Je ne veux pas to grow up
Jean Cocteau refused offers to turn his 1929 novel Les Enfants Terribles into a movie for two decades before granting the rights to Jean-Pierre Melville. The result is a unique collaboration between author and director, both enriched and strangely limited by their contributions.
Les Enfants Terribles is a character study about two overgrown adolescent siblings named Paul and Elisabeth who live “like two halves of one body.” They sleep in the same room, bicker incessantly and live in a private game world of high theatricality and surprising cruelty.
Melville is most successful in exploring the undercurrent of cruelty that exists in all children’s games, especially in the opening scene, an anarchic construction-site snowball fight: The hyper-sensitive Paul gets beaned by a snowball and becomes an invalid.
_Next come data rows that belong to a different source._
Issue #622, opened 2016-04-24
Add Editable Save File Format Option


geoffthemedio:
Recently someone asked in the forums how to edit save files, and in a reply it was noted that in v0.4.5, one could set the save file format to XML, to get a semi-human-editable save format.

In the latest builds, however, the non-binary-mode save is a readable-text header followed by compressed, and thus unreadable or editable, text.

It shouldn't be too difficult to add another option, for "uncompressed XML" saves, in which the main bulk of the gamestate is still semi-readable serialized text.

adrianbroher:
It's complete an utter nonsense to introduce another option for something that should not be configurable in the first place.  Just save the files as xml, but compress the whole file with the standard algorithm when saving and uncompress when loading.  Also get rid of the binary save files options.  It's not platform transparent and therefor garbage.

geoffthemedio:
The whole file being compressed means the whole file has or would have to be loaded before any info in it can be used. This creates a bunch of problems, most notably substantial delays when populating save file lists in the UI. I added an uncompressed header to the format in part to avoid that.

Binary saves might still be faster than loading and uncompressing the XML, and can likely work with less memory requirements. In order to handle the compressed XML, the whole compressed string and the whole uncompressed string need to be stored continguously in memory buffers. This could potentially cause problems when attempting to reserve that large of a memory block (~500 MB); at least it did before I reworked things to attempt to reserve enough space in the decompressed text buffer before doing the decompression filtering, and a particularly large save file might still have issues, due the the verbosity of tagged XML serialization.

LGM-Doyle:
Is it possible to change from a save file to a save directory?

Each section of the save can be a separate compressed XML file.  
The simplest partition is a header file and an everything else file.  Other partitions might minimize the amount of data that needs to be loaded for different executables.  Perhaps header, current turn and historical to prevent loading historical data until the human client requests it.  Perhaps even break up current turn and historical into per-client save files to minimize client loading.

XML does allow file inclusion, so the header could just include all of the other stuff, if the XML parser is lazy enough to not expanded tags until requested.

Is  a directory with two compressed XML files header and everything else and way to have small file size, fast loading header information and transparent data?

geoffthemedio:
Possible, yes, but I wouldn't do anything more complicated to deal with than a single save file.

geoffthemedio:
https://github.com/freeorion/freeorion/pull/1427

geoffthemedio:
[...]

PR #1427, opened 2017-03-21
Uncompressed Save Option

geoffthemedio:
Adds an option to save with uncompressed XML. This makes the save files much bigger, but has some advantages:
* It will probably be portable, like compressed XML.
* It will probably produce save files that can be loaded even when the compressed XML can't due to the buffer required to decompress the XML being too big to allocate in memory. The uncompressed format can probably be streamed directly from disk, and shouldn't need to be all held in memory at once.
* It can be edited with a text editor to change the gamestate in the save.

Should be backwards compatible with old save files.

save_save_different_formats

Should resolve issue #622

### DIFF
--- a/server/SaveLoad.cpp
+++ b/server/SaveLoad.cpp
@@ -123,7 +123,8 @@ int SaveGame(const std::string& filename, const ServerSaveGameData& server_save_
     ScopedTimer timer("SaveGame: " + filename, true);
 
     bool use_binary = GetOptionsDB().Get<bool>("binary-serialization");
-    DebugLogger() << "SaveGame(" << (use_binary ? "binary" : "zlib-xml") << ") filename: " << filename;
+    bool use_zlib_for_zml = GetOptionsDB().Get<bool>("xml-zlib-serialization");
+    DebugLogger() << "SaveGame(" << (use_binary ? "binary" : (use_zlib_for_zml ? "zlib-xml" : "raw-xml")) << ") filename: " << filename;
     GetUniverse().EncodingEmpire() = ALL_EMPIRES;
 
     DebugLogger() << "Compiling save empire and preview data";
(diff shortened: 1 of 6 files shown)


dbenage-cx:
Seems to work ok so far, successfully changed the size of a planet and loaded fine.
One caveat was changing to uncompressed xml (unchecking the new option) required a restart of the client to take effect.

Possibly feature request after this merges: have separate options for auto saves and manual (or an override within the save dialog).

geoffthemedio:
> required a restart of the client to take effect.

Should just require restarting the server, not the full client. If the option is changed while a game is being played, the server isn't informed (about this or any other option), so it will continue to use the setting that was in effect when the server was launched, likely at the start of the game (unless using an external / separately launched server).

geoffthemedio:
Tacked on some additional tracking of save text size to this branch. Should avoid allocating substantially more RAM for save load buffers than necessary.

adrianbroher:
Quote from [#1421][1]:

> Or here (not sure if it's a legit problem in this specific case):
> https://travis-ci.org/freeorion/freeorion/builds/214677710
> It can't find Universe::serialize apparently?

Well, it can't.  You changed some code, which caused to require said symbol to be exported by `freeorioncommon`, which currently doesn't happen.  This only occurs on OSX because we build shared libraries out of `freeorioncommon`  and because the compiler complains about undefined symbols by default, where it doesn't on Linux.

To fix this you need to explicit instantiate `Universe::serialize` in `util/SerializeUniverse.cpp`.  You can take the explicit instantiations of `SpeciesManager::serialize` as [a reference][2].

[1]: https://github.com/freeorion/freeorion/pull/1421#issuecomment-289290191
[2]: https://github.com/freeorion/freeorion/blob/master/util/SerializeUniverse.cpp#L263-L270

server/SaveLoad.cpp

Later, when their mother dies, “these children, who know nothing of the world,” move further into isolation.
Eventually, the wealthy siblings and two friends who’ve been drawn into their vortex of insouciant sadism move into a large mansion, where, lacking any moral center, they dutifully play the roles in a tragic romantic drama of Elisabeth’s design.
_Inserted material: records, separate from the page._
PR #1428, opened 2017-03-22
Categorize universe data articles

dbenage-cx:
Moves the '[Game - ***]', and both normal and monster ship designs pedia categories as sub-categories to a new top-level category.

PR #1429, opened 2017-03-22
Fix incomplete pedia search of categorized results.

dbenage-cx:
The categorized pedia entries were not shown in search results.

Compatible (but not required) with PR #1428

### DIFF
--- a/UI/EncyclopediaDetailPanel.cpp
+++ b/UI/EncyclopediaDetailPanel.cpp
@@ -47,7 +47,7 @@
 #include <boost/algorithm/clamp.hpp>
 #include <boost/algorithm/string/predicate.hpp>
 #include <boost/algorithm/string/replace.hpp>
-
+#include <unordered_map>
 
 using boost::io::str;
 
@@ -130,7 +130,7 @@ namespace {
                                                        meter_name.second,
                                                        meter_name.first) + "\n";
 
-        list.insert({meter_name.first, {link_string, "ENC_METER_TYPE"}});
+        list.insert({meter_name.first, {link_string, meter_name.second}});
     }
 
     const std::vector<std::string>& GetSearchTextDirNames() {
@@ -939,34 +939,56 @@ void EncyclopediaDetailPanel::HandleLinkDoubleClick(const std::string& link_type
     }
 }
 
+namespace {
+    std::unordered_map<std::string, std::pair<std::string, std::string>>
+        GetSubDirs(const std::string& dir_name, int depth = 0)
+    {
+        depth++;
+        std::unordered_map<std::string, std::pair<std::string, std::string>> retval;
+        // safety check to pre-empt potential infinite loop
+        if (depth > 50) {
+            WarnLogger() << "Exceeded recursive limit with lookup for pedia"
+                         << " category " << dir_name;
+            return retval;
+        }
+
+        std::unordered_map<std::string, std::pair<std::string, std::string>> sub_dirs;
+        std::multimap<std::string, std::pair<std::string, std::string>> sorted_entries;
+        GetSortedPediaDirEntires(dir_name, sorted_entries);
+        for (auto&& entry : sorted_entries) {
+            // explicitly exclude textures
+            if (entry.second.second == "ENC_TEXTURES")
+                continue;
+            sub_dirs.emplace(entry.second.second,
+                             std::make_pair(entry.first, entry.second.first));
+        }
+
+        // Add each article for this directory
+        for (auto&& article : sub_dirs) {
+            if (article.first == dir_name)
+                continue;
+            // If a sub-category, add this article and any nested categories
+            for (const auto& sub_article : GetSubDirs(article.first, depth))
+                retval.emplace(sub_article);
+            retval.emplace(article);
+        }
+
+        return retval;
+    }
+}
+
 void EncyclopediaDetailPanel::HandleSearchTextEntered() {
     // search lists of articles for typed text
     const std::string& search_text = m_search_edit->Text();
     if (search_text.empty())
         return;
 
-    std::string match_report;
-    std::set<std::pair<std::string, std::string>> already_listed_results;  // pair of category / article name
-
     // assemble link text to all pedia entries, indexed by name
-    std::vector<std::string> dir_names = GetSearchTextDirNames();
-    for (const std::map<std::string, std::vector<EncyclopediaArticle>>::value_type& article : GetEncyclopedia().articles) {
-        dir_names.push_back(article.first);
-    }
+    std::unordered_map<std::string, std::pair<std::string, std::string>>
+        all_pedia_entries_list;
 
-    // map from human-readable-name to (link-text, category name)
-    std::multimap<std::string, std::pair<std::string, std::string>> all_pedia_entries_list;
-
-
-    // for every directory, get all entries, add to common multimap for ease of
-    // repeated searching for different types of match...
-    for (const std::string& type_text : dir_names) {
-        std::multimap<std::string, std::pair<std::string, std::string>> sorted_entries_list;
-        GetSortedPediaDirEntires(type_text, sorted_entries_list);
-        for (std::multimap<std::string, std::pair<std::string, std::string>>::value_type& entry : sorted_entries_list) {
-            all_pedia_entries_list.insert(entry);
-        }
-    }
+    for (auto&& subdir_name : GetSubDirs("ENC_INDEX"))
+        all_pedia_entries_list.emplace(subdir_name);
 
     // find distinct words in search text
     std::set<std::string> words_in_search_text;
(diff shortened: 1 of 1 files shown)


UI/EncyclopediaDetailPanel.cpp
```diff
@@ -59,6 +59,9 @@ namespace {
     void    AddOptions(OptionsDB& db) {
         db.Add("UI.dump-effects-descriptions", UserStringNop("OPTIONS_DB_DUMP_EFFECTS_GROUPS_DESC"),  false,  Validator<bool>());
         db.Add("UI.encyclopedia.search.articles", UserStringNop("OPTIONS_DB_ENC_SEARCH_ARTICLE"),     true,   Validator<bool>());
+        db.Add("UI.encyclopedia.search.recursive-limit",
```
geoffthemedio: I don't think this needs to be an adjustable option...

UI/EncyclopediaDetailPanel.cpp
```diff
@@ -939,6 +942,39 @@ void EncyclopediaDetailPanel::HandleLinkDoubleClick(const std::string& link_type
     }
 }
 
+namespace {
+    std::unordered_set<std::string> GetSubDirs(const std::string& dir_name,
+                                               int depth = 1)
+    {
+        std::unordered_set<std::string> retval {};
```
geoffthemedio: the {} presumably does nothing here?

UI/EncyclopediaDetailPanel.cpp
```diff
@@ -939,6 +942,39 @@ void EncyclopediaDetailPanel::HandleLinkDoubleClick(const std::string& link_type
...
+        const int depth_limit =
+            GetOptionsDB().Get<int>("UI.encyclopedia.search.recursive-limit");
+        if (depth > depth_limit) {
+            WarnLogger() << "Exceeded recursive limit with lookup for pedia"
+                         << " category " << dir_name;
+            return retval;
+        }
+
+        const auto& article_it = GetEncyclopedia().articles.find(dir_name);
+        if (article_it != GetEncyclopedia().articles.end()) {
```
geoffthemedio: can rearrange this to exit if `article_it == ().end` and then de-indent the following code.

UI/EncyclopediaDetailPanel.cpp
```diff
@@ -949,9 +985,11 @@ void EncyclopediaDetailPanel::HandleSearchTextEntered() {
     std::set<std::pair<std::string, std::string>> already_listed_results;  // pair of category / article name
 
     // assemble link text to all pedia entries, indexed by name
-    std::vector<std::string> dir_names = GetSearchTextDirNames();
-    for (const std::map<std::string, std::vector<EncyclopediaArticle>>::value_type& article : GetEncyclopedia().articles) {
-        dir_names.push_back(article.first);
+    std::unordered_set<std::string> dir_names;
```
geoffthemedio: should you be adding entries to an unordered set while iterating over it?

are circular subcategory relationships possible to script?

dbenage-cx: Not seeing where this occurs? `dir_names` is not iterated over until `all_pedia_entries_list` is built.
I've renamed `dir_name` to `topdir_name` in case it caused confusion.

Circular categories are possible, though they should not display to begin with.

dbenage-cx:
Rebased for review changes.

UI/EncyclopediaDetailPanel.cpp
geoffthemedio: nevermind... the outer loop is over the result of `GetSearchTextDirNames()` not over `dir_names`.

geoffthemedio:
With vs. without the patch finds different articles when searching, but neither finds all it should.

patched_search
master_search

Vezzra:
How important is this for 0.4.7? If not really necessary, I don't want to block the release for this, so unless someone objects (preferably by explaining why they think it's important enough to hold up the release), I will reassign it to the "optional for 0.4.7" milestone.

geoffthemedio:
I think it's better if, and probably pretty important that, it finds all (or at least more) articles with the searched word in the title, which it appears to do better with the patch applied. I didn't test thoroughly, though.

dbenage-cx:
I have improved results a good deal since the review, but still missing some articles so have not pushed yet (there should be at least 20 results for `Article Content Matches` searching for `empire`).

Are you wanting to release in the next few days?

dbenage-cx:
Search fails to get description results for any generated articles, I expect this was an issue before the work with new categories.
Unless there is some suggestion on how to resolve it, I propose to push that portion to post release where a larger refactor of the class may be warranted.

UI/EncyclopediaDetailPanel.cpp
```diff
@@ -985,70 +1007,73 @@ void EncyclopediaDetailPanel::HandleSearchTextEntered() {
...
-    // search for exact title matches
-    match_report += UserString("ENC_SEARCH_EXACT_MATCHES") + "\n\n";
-    for (const std::multimap<std::string, std::pair<std::string, std::string>>::value_type& entry : all_pedia_entries_list) {
-        if (boost::iequals(entry.first, search_text)) {
-            match_report += entry.second.first;
-            already_listed_results.insert({entry.second.second, entry.first});
-        }
-    }
+    const std::string heading_idx = "";
+    std::vector<std::multimap<std::string, std::string>> reports = {
```
geoffthemedio: not a fan of this and the magic number indexing, eg `[1]` below.

Vezzra:
> Are you wanting to release in the next few days?

No, certainly not. 😉

However, currently there are a couple of issues and PRs assigned to the "0.4.7" milestone where I'm not sure if they really need to be considered release blocking. So I want to do some housekeeping and only keep issues and PRs assigned to "0.4.7" that really are critical for the release.

As nice as it would be to have all these things in 0.4.7, we have to draw the line somewhere, otherwise we'll never get this release out. It's fine to keep sneaking in things while the critical stuff is still worked on, but once all the actually release blocking things have been completed/finished, I want to create the release branch ASAP, without having to wait for another bunch of issues/PRs which are nice to have, but not really *critical*.

That said, @geoffthemedio already stated that he thinks this PR should go in, so it will remain assigned to "0.4.7".

geoffthemedio:
I suppose it's not essential for v0.4.7.

UI/EncyclopediaDetailPanel.cpp
dbenage-cx: changed to specific multimaps

UI/EncyclopediaDetailPanel.cpp
```diff
@@ -939,34 +939,56 @@ void EncyclopediaDetailPanel::HandleLinkDoubleClick(const std::string& link_type
...
+        }
+
+        std::unordered_map<std::string, std::pair<std::string, std::string>> sub_dirs;
+        std::multimap<std::string, std::pair<std::string, std::string>> sorted_entries;
+        GetSortedPediaDirEntires(dir_name, sorted_entries);
+        for (auto&& entry : sorted_entries) {
+            // explicitly exclude textures
+            if (entry.second.second == "ENC_TEXTURES")
+                continue;
+            sub_dirs.emplace(entry.second.second,
```
geoffthemedio, line 962: can't replace `make_pair` with `{}` ?

UI/EncyclopediaDetailPanel.cpp
```diff
@@ -985,70 +1007,97 @@ void EncyclopediaDetailPanel::HandleSearchTextEntered() {
...
+    bool first_report = true;
+    if (!exact_match_report.empty()) {
+        first_report = false;
+        match_report += UserString("ENC_SEARCH_EXACT_MATCHES") + "\n\n";
+        for (auto&& match : exact_match_report)
+            match_report += match.second;
+    }
+
+    if (!word_match_report.empty()) {
+        if (!first_report)
```
geoffthemedio: this doesn't seem like it will work right if you don't reset `first_report` to true after each heading and double `\n\n`

UI/EncyclopediaDetailPanel.cpp
```diff
@@ -985,70 +1007,97 @@ void EncyclopediaDetailPanel::HandleSearchTextEntered() {
...
-            EncyclopediaArticle article_entry = GetPediaArticle(entry.second.second);
-            if (boost::icontains(UserString(article_entry.description), search_text)) {
-                match_report += entry.second.first;
-                already_listed_results.insert({entry.second.second, entry.first});
-                break;
-            }
+        // search for matches within article text
+        EncyclopediaArticle article_entry = GetPediaArticle(entry.first);
+        if (article_entry.description.empty()) {
+            // FIXME Articles generated through GetRefreshDetailPanelInfo
```
geoffthemedio: I don't think searching dynamically generated article text is unnecessary. Most such articles are lists of stuff that would be found in another article anyway, or are lists of in-game objects that would be better listed directly in the search results themselves. Actually searching them all would also mean constructing them all, which would be very slow, and caching the results in some sort of search index, but that would be problematic because dynamically generated article contents can and do change.

dbenage-cx: Ok, changed to a `NOTE`

UI/EncyclopediaDetailPanel.cpp
dbenage-cx: I've changed to prepend newline for all report headings.

UI/EncyclopediaDetailPanel.cpp
dbenage-cx: Not in this case, braced init list has no type.
http://stackoverflow.com/questions/24229580/why-variadic-function-cant-eat-the-list-initialization-argument-in-c11

dbenage-cx:
TY for reviews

Melville and Cocteau butted heads over the ending and over the casting of 25-year-old Edouard Dermithe as the teenage Paul. All of the actors seem too old for their parts, but given the theme of overindulged adolescence, it lends the film an extra level of creepiness. A bigger problem is Cocteau’s narration, which feels intrusive even as it fleshes out the story.
The DVD supplements include several documentaries that elucidate the often contentious collaboration between Melville and Cocteau. Many consider Les Enfants Terribles to be a Cocteau film rather than a Melville film, but the interviewees make it clear that Cocteau served mainly as an artistic consultant, while Melville shouldered all the demands of the production.